The invention has been described with particular reference to specific embodiments thereof. It is to be understood, however, that the present invention is for the purpose of illustration only and it is not intended to limit the invention in any way since the scope thereof is defined by the appended claims.

Claims (6)

What is claimed is:
1. A method for dispersing sub-micron sized, finely divided metal particles through a solid, resinous, dielectric binder material comprising the step of admixing the finely divided metal particles with a powdered dielectric material, mixing the resulting admixture with a powdered resinous binder to form a composite mixture, and heating and compressing the composite mixture to form a solid, homogeneous dielectric body with finely divided metal particles evenly dispersed therein.

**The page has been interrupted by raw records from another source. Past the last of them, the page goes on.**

PR #2938, opened 2016-12-07
Allow to set openshift_hosted_metrics_public_url without deploying me…

AlbertoPeon:
Set `assetConfig.metricsPublicURL` in the `master-config.yaml`  to the value of `openshift_hosted_metrics_public_url` even if `openshift_hosted_metrics_deploy=false`.

This is useful for us as we cannot deploy the metrics directly with Ansible but we want to manage the `master-config.yaml` config file with it

### DIFF
--- a/roles/openshift_master_facts/tasks/main.yml
+++ b/roles/openshift_master_facts/tasks/main.yml
@@ -75,7 +75,7 @@
       api_env_vars: "{{ openshift_master_api_env_vars | default(None) }}"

2. A method in accordance with claim 1 wherein said dielectric material is silicon dioxide and said binder material is polystyrene.
3. A method in accordance with claim 1 wherein said metal particles are iron.
4. A radar energy absorbing material comprising a solid, homogeneous blend of sub-micron sized, finely divided metal particles, a finely divided dielectric material and a resinous binder.
5. A radar energy absorbing material in accordance with claim 4 wherein said metal is iron.
6. A radar energy absorbing material in accordance with claim 4 wherein said dielectric material is silicon dioxide and said resinous binder is polystyrene.
US04/798,263 1969-02-04 1969-02-04 Method for dispersing metallic particles in a dielectric binder Expired - Lifetime US4006479A (en)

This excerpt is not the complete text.